But even suppose Mr. Webster, in the decline of his life, intoxicated by
his magnificent position or led astray by ambition, made serious
political errors. What then? All great men have made errors, both in
judgment and in morals,--Caesar, when he crossed the Rubicon;
Theodosius, when he slaughtered the citizens of Thessalonica; Luther,
when he quarrelled with Zwingli; Henry IV., when he stooped at Canossa;
Elizabeth, when she executed Mary Stuart; Cromwell, when he bequeathed
absolute power to his son; Bacon, when he took bribes; Napoleon, when he
divorced Josephine; Hamilton, when he fought Burr. The sun itself passes
through eclipses, as it gives light to the bodies which revolve around
it. Even David and Peter stumbled. Because Webster professed to know as
much of the interests of the country as the shoemakers of Lynn, and
refused to be instructed in his political duties by Garrison and Wendell
Phillips, does he deserve eternal reprobation? Because he opposed the
public sentiments of his constituents on one point, when perhaps they
were right, is he to be hurled from his lofty pedestal? Are all his
services to be forgotten because he did not lift up his trumpet voice in
favor of immediate emancipation? And even suppose he sought to
conciliate the South when the South was preparing for rebellion,--is
peace-making such a dreadful thing? Go still farther: suppose he wished
to conciliate the South in order to get Southern support for the
presidency--which I grant he wanted, and possibly sought,--is he to be
unforgiven, and his name to be blasted, and he held up to the rising
generation as a fallen man? Does a man fall hopelessly because he
stumbles? Is a man to be dethroned because he is not perfect? When was
Webster's vote ever bought and sold? Who ever sat with more dignity in
the councils of the nation? Would he have voted for "back pay"? Would he
have bought a seat in the Senate, even if he had been as rich as a
bonanza king?

Consider how few errors Webster really committed in a public career of
nearly forty years. Consider the beneficence and wisdom of the measures
which he generally advocated, and which would have been lost but for
his eloquence and power. Consider the greatness and lustre of his
congressional career on the whole. Who has proved a greater benefactor
to this nation, on the floor of Congress, than he? I do not wish to
eulogize, still less to whitewash, so great a man, but only to render
simple justice to his memory and deeds. The time has come to lift the
veil which for thirty years has concealed his noble political services.
The time has come to cry shame on those boys who mocked a prophet, and
said, "Go up, thou bald-head!"--although no bears were found to devour
them.
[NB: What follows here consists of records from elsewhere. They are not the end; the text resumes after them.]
PR #679, opened 2020-12-02
Added questions to metadata

Oshratn:
Towards #13270
Also changed to American spelling, as is the standard at GS.
Question: How does the difference in American and British spelling affect search?


ubergesundheit (approved):
LGTM. No Idea on search

marians:
> Question: How does the difference in American and British spelling affect search?

It does affect search results in fact. For example, try https://docs.giantswarm.io/search/?q=organisation vs. https://docs.giantswarm.io/search/?q=organization

Oshratn:
So.. should in cases with UK and US spelling, should there be 2 questions in the front matter?

marians:
> So...in cases with UK and US spelling, should there be 2 questions in the front matter?

No, I think that would be the wrong way to handle this. Let's dig into technical ways to solve this, at some point. I'll create a new issue.

marians:
@Oshratn I think this is ready to merge

PR #683, opened 2020-12-03
Use last modified date from git, remove front matter date

marians:
Second attempt for https://github.com/giantswarm/docs/pull/648

This removes the front matter field `date` from all pages that are created/maintained manually. No more need to keep this up-to-date manually.


Dockerfile
```diff
@@ -4,9 +4,16 @@ RUN apk --no-cache add findutils gzip
 
 WORKDIR /docs
 
-COPY src .
-
-RUN hugo --verbose --gc --minify --cleanDestinationDir --path-warnings --destination /public
+COPY . /docs
```
marians, line 7: Copies the entire repo tree, including the `.git` dir.

Dockerfile
```diff
@@ -4,9 +4,16 @@ RUN apk --no-cache add findutils gzip
...
+
+RUN hugo \
+      --verbose \
+      --gc \
+      --minify \
+      --source src \
```
marians, line 13: Added `--source src` and some line breaks

src/config.toml
```diff
@@ -3,6 +3,7 @@ languageCode = "en"
 title = "Giant Swarm Documentation"
 pluralizeListTitles = false
 rssLimit = 50
+enableGitInfo = true
```
marians, line 6: This enables the feature

axbarsan (approved):
Niceee 👍🏻 please also announce this on Slack after you merge it

PR #685, opened 2020-12-03
Improve search result rankings

marians:
Add ranking function that reduces the score for changelog items and Rest API reference items. This is to improve the experience for queries where many changelog items can appear in the search result. E. g. [`release`](https://docs.giantswarm.io/search/?q=release).

Closes https://github.com/giantswarm/giantswarm/issues/14577


oponder (approved):
LGTM!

The time has come for this nation to bury the old slanders of an
exciting political warfare, and render thanks for the services performed
by the greatest intellectual giant of the past generation,--services
rendered not on the floor of the Senate alone, not in the national
legislature for thirty years, but in one of the great offices of State,
when he made a treaty with England which saved us from an entangling
war. The Ashburton treaty is the brightest gem in the coronet with which
he should be crowned. It was the proudest day in Webster's life when
Rufus Choate announced to him one evening that the Senate had confirmed
the treaty. It was not when he closed his magnificent argument in behalf
of Dartmouth College, not when he addressed the intelligence of New
England at Bunker Hill, not when he demolished Governor Hayne, not when
he sat on the woolsack with Lord Brougham, not when he was entertained
by Louis Philippe, that the proudest emotions swelled in his bosom, but
when he learned that he had prevented a war with England,--for he knew
that England and America could not afford to fight; that it would be a
fight where gain is loss and glory is shame.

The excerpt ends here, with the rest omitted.